Machine Learning Recommendation
Machine Learning Recommendation is a key feature into Oracle Analytics Cloud. Oracle Analytics Cloud is a single platform that empowers your entire organization to ask any question of any data using any device in any environment.
WHAT
Oracle Analytics Cloud
WHERE
Oracle
WHEN
Project Overview
That time there was Oracle Data Visualization, which became Oracle Analytics Cloud and that platform could visualize columns (attributes (or dimensions) and metrics) only if those were properly set up from the beginning. In case of demos those were set up, but in real life not. When one ingests the data there was only one simplified rule to deal with the data: numbers were metrics, everything else was considered as an attribute (or dimension). In real life phone numbers, zip codes and many numeric columns cannot be metrics at all: there is no real use case to see the average phone numbers or the standard deviation from any zip codes.
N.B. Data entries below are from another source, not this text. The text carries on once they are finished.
Issue #1280, opened 2026-07-28
Prompt-surface judgment rewrite: acceptance = blog-principles conformance per file (size is reporting-only)


waleedkadous:
## Problem

The always-on prompt surface a builder consumes is ~21,900 served words (measured: `1252-word-baseline.md`), dominated by process recipes: porch phase tasks (11,430w across a 10-iteration project), `protocol.md` inlined into every spawn (3,703w), CLAUDE.md how-to prose, and consult-type preambles. Spec 1252's measurement proved deduplication alone yields only −7%: the surface is not duplicated, it is **over-instructed**.

[The new rules of context engineering for Claude-5-generation models](https://claude.com/blog/the-new-rules-of-context-engineering-for-claude-5-generation-models) reports >80% of Claude Code's system prompt was deleted with no measurable performance loss, by replacing rules with judgment, deleting worst-case padding, designing interfaces instead of examples, and progressive disclosure. That operation — content deletion on judgment-trust grounds — was explicitly a Non-goal of Spec 1252 and has never been attempted here.

## Goal (SUPERSEDED — see Amendment below)

Rewrite the always-on instruction surface for frontier-model consumers: **>50% reduction in served always-on words**, measured with 1252's committed measurement script (counts served/expanded words; phantom-savings-proof).

Attack order by size: phase-task prompts → `protocol.md` spawn inlining (keep the state machine, gates, artifact contracts; delete narrative process) → CLAUDE.md residual how-tos (→ progressive-disclosure skills) → consult-type prompts (rubric + verdict contract; delete process prose).

## Baked Decisions

- **All prompt consumers are frontier models** (Claude 5, GPT 5.6, Gemini 3.6 class). No weak-model tier, no fallback scaffolding variant, no tiering mechanism. One form.
- **Scar rules are exempt and verbatim** — the eight compressed canonicals developed in Spec 1252 Phase 5 (six repo rules + shellper verified-orphan + Tower-restart permission) ship with the rewrite; the registry/enforcement concept from 1252 is rebuilt fit-for-purpose around the post-shrink surface, not before it.
- **Validation is A/B, not observational**: same issues executed by builders on old vs new prompts, compared on outcomes (gate friction, review rounds, correctness). Spec 1252's M12 established that observational baselines (n=17) can only detect large regressions — insufficient at deletion scale. The A/B design is a first-class spec section.
- Spec must define a rollback story (prompt surfaces are files; reverting is cheap — say so concretely).

[...]

PR #1331, opened 2026-08-01
Fix #759: pr-search includes all PR states so merged PRs are found

### LINKED ISSUE #759: forge: github pr-search.sh defaults to open PRs only; post-merge consult fails to find merged PRs
## Symptom

After PR #757 merged, the post-merge \`consult --type pr\` step failed with \`No PR found for branch: builder/spir-755\`. The same lookup worked pre-merge.

## Root cause

\`packages/codev/skeleton/forge/scripts/github/pr-search.sh\` (or wherever \`pr-search\` lives in the forge layer) uses \`gh pr list --search "...":\` which defaults to filtering by \`state:open\`. Once a PR merges, this lookup returns nothing.

## Fix shape

Add \`--state all\` (or equivalent flag) to the underlying \`gh pr list\` call so the search includes merged + closed PRs.

## Suggested protocol

BUGFIX — single small flag addition in one script.

waleedkadous:
## Summary

The `pr-search` forge concept only matched **open** PRs, so once a PR merged, the post-merge `consult --type pr` lookup failed with `No PR found for branch: ...`. Add an all-states flag so the search includes merged/closed PRs.

Fixes #759

## Root Cause

`packages/codev/scripts/forge/github/pr-search.sh` ran `gh pr list --search "$CODEV_SEARCH_QUERY"` with no `--state`. `gh pr list` defaults to `--state open` (confirmed via `gh pr list --help`), so merged PRs were excluded and the lookup returned nothing after merge. The GitLab counterpart (`glab mr list --search`) has the identical latent defect (defaults to opened).

## Fix

- `github/pr-search.sh`: add `--state all` to the `gh pr list` call.
- `gitlab/pr-search.sh`: add `--all` to the `glab mr list` call (the established GitLab all-states flag, per `gitlab/pr-exists.sh`).

This mirrors the pr-exists precedent (bugfix #568), which added `--state all` for the same reason. No gitea `pr-search.sh` exists; these scripts are single-source under `packages/codev/scripts/forge/` (no skeleton mirror).

## Test Plan

- [x] Regression test added (`bugfix-759-pr-search-state-all.test.ts`) — asserts each script fetches all states while preserving the search query; fails without the fix, passes with it
- [x] Build passes
- [x] All tests pass (4123 passed, 0 failed)

### DIFF
--- a/.claude/skills/codev/SKILL.md
+++ b/.claude/skills/codev/SKILL.md
@@ -57,3 +57,34 @@ codev doctor
 - `codev init` creates a new directory — use `codev adopt` for existing projects
 - Always run `codev adopt` and `codev update` from the project root
 - `codev update` only updates framework files — it never touches specs/plans/reviews
+
+## Local build and install (this repository)
+
+Test changes locally before publishing. Run from the repository root:
+
+```bash
+pnpm build                  # builds core first, then codev (including dashboard)
+pnpm -w run local-install   # packs both packages, installs globally, restarts Tower
+```
+
+`local-install` (`scripts/local-install.sh`) packs `@cluesmith/codev-core` and
+`@cluesmith/codev`, installs both in a single `npm install -g` (separate installs fail —
+`codev-core` is not on the public registry), restores the executable bit on
+`scripts/forge/**/*.sh` that `pnpm pack` strips, and restarts Tower last. Install runs while
+Tower is up; only the final restart causes downtime. **Do not stop Tower first**, and do not use
+`npm link` / `pnpm link` — it breaks global installs.
+
+`pnpm build` also runs `copy-skeleton`, which copies `codev-skeleton/` into
+`packages/codev/skeleton`. **Tests read that copy**, so after editing anything under
+`codev-skeleton/` you must rebuild before the suite reflects your change.
+
+### Where to run things
+
+- `pnpm install` — repository root (installs all workspace packages)
+- `pnpm build` / `pnpm test` — `packages/codev/`, or `pnpm --filter @cluesmith/codev build`
+- Unit tests `packages/codev/tests/unit/` · E2E `packages/codev/tests/e2e/`
+- Never run npm commands from the repository root unless told to
+
+### Measuring code size
+
+`tokei -e "tests/lib" -e "node_modules" -e ".git" -e ".builders" -e "dist" .`
--- a/.claude/skills/runnable-worktrees/SKILL.md
+++ b/.claude/skills/runnable-worktrees/SKILL.md
@@ -1,0 +1,119 @@
+---
+name: runnable-worktrees
+description: Make builder worktrees runnable — the `.codev/config.json` `worktree` block (symlinks, postSpawn, devCommand), the `afx dev` CLI, VSCode dev controls, and per-stack config recipes. Use when configuring a repo so reviewers can run a builder's branch, when `afx dev` fails to bind or start, when a dev process is orphaned holding a port, or when asked why worktree dev uses the same ports as main.
+---
+
+# Runnable worktrees
+
+When configured, each builder worktree (`.builders/<id>/`) becomes runnable: reviewers can run
+whatever your dev command starts — a dev server, `cargo run`, `expo start`, a test watcher, a
+build script — against the builder's branch without `cd`'ing, installing, or hunting for the
+command. Opt-in via `.codev/config.json`; unconfigured repos see zero behavior change.
+
+## Config: the `worktree` block
+
+```jsonc
+{
+  "worktree": {
+    "symlinks":   ["..."],   // globs symlinked from the workspace root into each new worktree
+    "postSpawn":  ["..."],   // shell commands run inside each new worktree after createWorktree
+    "devCommand": "..."      // consumed by `afx dev <builder-id|main>`
+  }
+}
+```
+
+- **`symlinks`** — globs resolve from the workspace root and link into the worktree at the same
+  relative path. Root `.env` and `.codev/config.json` are *always* symlinked regardless.
+  **Symlinks, not copies**, so edits to main's env files reflect instantly in a running dev
+  session. A directory match is silently skipped (a glob cannot mask the worktree's own source)
+  **unless** the entry ends in a slash: `".local-user-data/"` is treated as a literal path and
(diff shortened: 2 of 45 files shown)


amrmelsayed:

Three-lane consultation (Gemini, GPT-5.6 Sol via Codex, Claude Opus) plus an independent architect pass. Because GitHub is serving a stale diff for this PR (see below), the lanes were fed the true effective diff and all consumer call sites directly; every finding below was verified against the live repo, several by direct `gh` reproduction.

**Verdict: REQUEST CHANGES — one blocker, everything else small.** All three lanes returned REQUEST_CHANGES, converging independently on the same regression, which was also reproduced live against this repository before the lanes ran. The fix itself is correct and needed; it just has to bring one caller with it.

### First, the diff you see is not the diff you get

The PR page shows 44 files, +2812/−5759. That is a stale artifact: this branch was cut from the Spec 1280 working branch, whose commits have since merged to main via PR #1362 and are now shared history. The **true effective diff, computed locally against the real merge-base, is 5 files, +101/−2**: the two script one-liners, one regression test, and the thread/status artifacts. Recommend rebasing onto main before merge so the record reflects reality; the merge itself is safe either way (branch is MERGEABLE, and a merge-tree run confirms it).

### Premise verified empirically

Issue #759 is real and still unfixed on main, reproduced against this repo with merged PR #1468 (branch `builder/pir-1465`):

```
gh pr list --search "head:builder/pir-1465"              → []        (today's script: post-merge lookup fails)
gh pr list --state all --search "head:builder/pir-1465"  → [#1468]   (fixed script: found)
```

The `--state all` / `--all` choices mirror the #568 precedent in `pr-exists.sh` exactly, and `glab mr list --all --search` is a valid combination.

### Blocking: the fix breaks `afx spawn`'s open-PR collision check

`spawn-worktree.ts:592` queries pr-search with `in:body #<issue>` and **no state qualifier**, then treats every hit as an open PR and fatals unless `--force`. Today the open-only default makes that correct. With `--state all`, merged and closed PRs flood in — and the `PrSearchItem` contract (`{number, headRefName, baseRefName}`) carries **no `state` field, so the caller cannot filter results**; the query itself must be state-explicit. Reproduced live:

```
gh pr list --search "in:body #1198"              → []                          (today: spawn proceeds)
gh pr list --state all --search "in:body #1198"  → [#1204, #1218, #1330, #1353, all MERGED]
```

After this PR, spawning a builder for any issue that ever had a merged or closed PR referencing it — which is every re-spawn, every follow-up to a `Part of #N` partial fix, every retry after a closed PR — aborts with a factually wrong "Found N open PR(s)" message. Two lanes independently reproduced the same result against different issues.

**Required fix, in this PR:** change the query to `in:body #${issueNumber} is:open`. An explicit `is:` qualifier overrides the state flag in both directions — verified: `head:builder/pir-1465 is:open` returns `[]` under `--state all`, and cleanup.ts's `is:merged` queries already work this way. Add a test asserting the spawn-side query carries `is:open` (the existing spawn-worktree test mocks the forge call, so it cannot catch this).

### Recommended: make the regression test able to fail

The new test asserts `content.toContain('--state all')` — but the explanatory comments this PR adds to both scripts also contain those exact strings, so **the assertions pass even if the flag is removed from the `exec` line**. Anchor them to the command line (e.g. match `^exec gh pr list --state all` / `^exec glab mr list --all`) so the pin is real. Two micro-nits while in there: `toContain('--all')` is a loose substring (it also matches `--state all`), and the file sits under `commands/porch/__tests__/` while testing forge scripts.

### Corrections to claims that came up in review (so they don't propagate)

- **cleanup.ts is NOT broken today and is NOT changed by this PR.** Two lanes claimed its `head:X is:merged` query returns nothing under the open-only default and that this PR repairs it. Tested directly: it returns the merged PR today — gh does not inject its default state qualifier when the search string carries its own. No repair, no regression; behavior there is identical before and after.
- **Result ordering is relevance-ranked, not newest-first.** `in:body #1280 --state all` returns 12 results led by #1409 and including the unrelated #272. `prs[0]` in `findPRForCurrentBranch`/`findPRForIssue` was safe when only one open PR could match; across all states it can pick a stale PR for reused branches or heavily referenced issues. Non-blocking — the bug being fixed is strictly worse — but worth a follow-up issue: sort explicitly, disambiguate, or add `state` to `PrSearchItem` so callers can.

### No conflict with PR #1146, in fact as well as in paths

Verified directly: `git merge-tree` on the two PR tips merges cleanly, the effective diffs share zero files, gitea has no `pr-search.sh`, and the gitea preset explicitly disables the concept (`forge.ts:129`). The two PRs are independent in both orders. The exit-0-on-error house style ruled on #1458 does not apply here: these scripts are `exec gh`/`exec glab` one-liners, and both CLIs report failure through their exit codes honestly.

### Follow-ups (file after merge, none blocking)

- Relevance-ordering risk on `prs[0]` (above) — sort/disambiguate, or add `state` to the pr-search output contract.
- glab's `--search` filters title/description only, so GitHub-syntax queries (`head:`, `is:`) are semantically inert on GitLab — a pre-existing limitation of the gitlab pr-search concept, unchanged by this PR, worth its own issue.

### Process notes

- The consult lanes were run against the true diff rather than GitHub's stale view; lane findings contradicted by direct reproduction were discarded with the evidence stated above.
- Merge authority rests with the maintainer — this review is the reviewing architect's recommendation, not a gate approval.

amrmelsayed:
One clarification on the blocker above, because the framing matters: **the latent defect is ours, not yours.** Your change is correct in isolation and fixes #759 exactly as specified. What it exposes is an unstated open-only assumption in `spawn-worktree.ts` that predates your PR — a caller that relied on pr-search's default state filter instead of saying what it meant, with an output contract that gives callers no `state` field to defend themselves with. Asking for the `is:open` line in this PR is only because your change is what makes the latent path reachable; you would be patching our defect as a courtesy, not fixing a mistake of yours.

The underlying contract gap (`PrSearchItem` carrying no `state`) is being filed as a separate follow-up issue on our side — it is not yours to solve here.

waleedkadous:
Superseded by #1619 — the same two commits (fix + regression test) cherry-picked onto current main. This branch was accidentally cut from the Spec 1280 builder branch, which is why the diff carried ~8.5k unrelated lines. Fix is now on main; #759 closed.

Other numeric values like credit card numbers should not even be visible (and also should not be treated as numeric values as well).
2017
​
Project duration 5 months
-
I was responsible to design a proposal, which will lead to having the proper type for data columns
-
I had to define where and how to solve the problem
-
I delivered details plans with strong reality and viability check with developers to achieve this goal (the actual development happened in a waterfall way much later)
My Contribution
Challenges & Advantages
-
The design department worked in silos, so making actionable plans required to find a way to developers and PM supporters to articulate a real plan
-
I could leverage my preparation knowledge from earlier and there was a Machine Learning algorithm on the back end, which could serve to build up a knowledge base (even architecturally those pieces were available on the back end, there was no front end designed for that)
The Journey
Because of Machine Learning (ML), the topic got really high visibility and strong push, even if there were no developers allocated to work on that. Product Managers (PM) got excited and had their vision, but those were not necessarily aligned with user needs. Based on my experience it was important to know that even if ML was a hot topic the user has not really needed any algorithm, but help on their everyday tasks. The real blocker for the user happened at the moment when the user wanted to visualize something and could not.
For example, if something was considered as a metric the user could not visualize as a dimension. Some metrics are obvious to data scientists, like the number of records, but that is not generated by default and business people had even less understanding of the need. The actual software showed something like this:

The cursor indicated the issue, plus there was no visualization, but a text that the data was insufficient. Even more challenging part that just by watching the data does not bring you closer to the solution. A huge table with values shows everything is right.
There were multiple separate ideas to solve the issue in many areas:
1. right when the user adds the data
-
we could do a better automatic bucketing. There was already a product, which used a knowledge base and converted every column to the right type. Using that product sounded tempting but I have learned from the developers that none of the pieces were prepared with the right API layer to be connected and do their job, plus users are not keen on unknown automatic behaviors and the problem still could exist. A bucketed number can be a perfect dimension (like all the products sold for 100$ could be one bucket and number of the sold product could be a metrics), so the user could face the same problem
-
we could do assisted manual ingesting, which is the easiest way to align the use of the data and it required less compute but more labor intense
2. when the user wants to visualize the data
-
one may imagine to automatically change the type when dragging, but in case of a big data, it is not a real option. Convert can take a long time.
-
help the user to do what was needed
The design challenge with the help approach was to not to design another jarring clippy

The Solution
The proposal to the problem was a complex ML-based Recommendation system, which could be used in many areas consistently. Because 60% of the cases could be solved at the ingest level that was the proposed first development step. The in-place recommendation could solve the remaining ones. The in-place recommendation could not live without a more development intense knowledge base, which was trained by ingesting, that is why I proposed to implement that after, even if that will be the complete solution.
As a usability principle, I wanted to avoid black-box solutions (as that made all the users itchy), so transparent and actionable display of the "why" was an important rule. I have checked with the developers the validity of the concept in details and refined the proposal based on technical possibilities.
The first major component was a logic run as part of the data ingest and in the load dialog it was only a checkbox with a button. The checkbox could turn the profiling on/off (by default on) and next to that the button let the user go to the configuration are and see all the options to learn about the profiling itself

After the data is loaded the user get to the Explore area to see more details about it. The Recommendation engine gives a very modest small indication if more can be done on a specific element type.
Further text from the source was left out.